PR #246, opened 2019-02-10
Benchmark with 48 peers: robust short peer name

jeanphilippeD:
The first commit handle gracefully peers with same initial: Compute how long the short name needs to be to avoid any collision with given peers and use it for all peers. (This scheme does not modify existing test cases that only use peer with names from NAMES.)

The second commit extend our benchmark generating code to handle any number of peers. Add a 48 peers benchmark for 8 events only as 16 is still a bit slow.

### DIFF
--- a/src/dev_utils/dot_parser.rs
+++ b/src/dev_utils/dot_parser.rs
@@ -96,14 +96,13 @@ impl ParserCtx {
             .collect();
     }
 
-    fn peer_id_from_short_name(&self, short_name: char) -> PeerId {
+    fn peer_id_from_short_name(&self, short_name: &str) -> PeerId {
         use std::ops::Bound::{Included, Unbounded};
 
         let peer_ids = self.peer_ids.borrow();
-        let search_short_name = short_name.to_string();
 
         // The full name will be the first greater or equal full name
-        let mut range = peer_ids.range((Included(search_short_name), Unbounded));
+        let mut range = peer_ids.range::<str, _>((Included(short_name), Unbounded));
         if let Some((_name, peer_id)) = range.next() {
             return peer_id.clone();
         }
@@ -630,7 +629,8 @@ fn parse_meta_votes(ctx: &Rc<ParserCtx>) -> Parser<u8, BTreeMap<PeerId, Vec<Meta
 }
 
 fn parse_peer_meta_votes(ctx: &Rc<ParserCtx>) -> Parser<u8, (PeerId, Vec<MetaVote>)> {
-    let peer_line = comment_prefix() * is_a(alphanum).map(char::from) - seq(b": ")
+    let peer_line = comment_prefix() * is_a(alphanum).repeat(1..).convert(String::from_utf8)
+        - seq(b": ")
         + parse_meta_vote()
         - next_line();
     let next_line = comment_prefix() * parse_meta_vote() - next_line();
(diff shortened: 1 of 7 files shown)


src/dev_utils/schedule.rs
```diff
@@ -296,7 +296,11 @@ pub struct ObservationSchedule {
 impl ObservationSchedule {
     fn gen<R: Rng>(rng: &mut R, options: &ScheduleOptions) -> ObservationSchedule {
         let mut schedule = vec![];
-        let mut names_iter = NAMES.iter();
+        let mut names_iter = NAMES
+            .iter()
+            .map(|name| name.to_string())
+            // Generate numbered names skipping the ones in NAMES.
+            .chain((10..).map(|num| num.to_string()));
```
octol: Does this mean we can just remove the numbers in NAMES?

jeanphilippeD: We can do that, but that would require regenerating the .dot files that were using a number (a few of the benchmarks).
I think it would add noise to this PR, so I think it would be better as a different PR, I can do that if you want?

octol: It's a pretty minor thing so I'll leave that to your discretion :)
But if you do it, yes then a separate PR is probably better

jeanphilippeD:
Sorry, my local branch had progressed with some work for another PR, and pushed it by accident.
pushed force to restore to the original state that was reviewed (i.e remove spurious commits).

src/dev_utils/dot_parser.rs
```diff
@@ -98,14 +98,13 @@ impl ParserCtx {
...
-    fn peer_id_from_short_name(&self, short_name: char) -> PeerId {
+    fn peer_id_from_short_name(&self, short_name: &str) -> PeerId {
         use std::ops::Bound::{Included, Unbounded};
 
         let peer_ids = self.peer_ids.borrow();
-        let search_short_name = short_name.to_string();
 
         // The full name will be the first greater or equal full name
-        let mut range = peer_ids.range((Included(search_short_name), Unbounded));
+        let mut range = peer_ids.range((Included(short_name.to_string()), Unbounded));
```
madadam: You don't need `to_string` here, but it requires explicit type annotation for some reason:
```rust
peer_ids.range::<str, _>((Included(short_name), Unbounded))
```

jeanphilippeD: Nice one. fixed

jeanphilippeD:
Rebased on top of master that now includes dependent branch.

src/dump_graph.rs
```diff
@@ -918,7 +918,8 @@ mod detail {
             .map(|adjacent: &[&str]| find_mismatch(adjacent[0].as_bytes(), adjacent[1].as_bytes()))
             .max()
             .map(|len| len + 1)
-            .unwrap_or(1 /* 1 char enough if only one element */);
+            // 1 char enough if only one element
+            .unwrap_or(1);
```
octol: Quick question: does this prevent `rustfmt` from autoformatting?

jeanphilippeD: No what do you mean?
The reason I changed this comment is because Qi pointed out we don't do this kind of comments, and there is no other in the code. Do you see a formatting issue?

octol: There is no formatting issue, it looks fine. I might be mistaken but I think `rustfmt` will not try to reformat that whole chain of function calls because of the comment in the middle. Was thinking about the case if let say that code needs reformatting because surrounding code changes (indentation for example)?

jeanphilippeD:
Rebased ontop of master, regenerate the files and merge conflicts with PR #235

src/dump_graph.rs
octol: For the above reason I prefer to not have comments inside expressions, but it's a minor thing so I'm fine with being overruled ;)

jeanphilippeD: No, I just misunderstood that, indeed it does not do well. I'll fix it.

jeanphilippeD: BTW it was not an issue with the `/* */` version.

◆ ◆ ◆

Brief:
Only the number is wanted: how many lines in the data include the word "char"?

Finished task:
5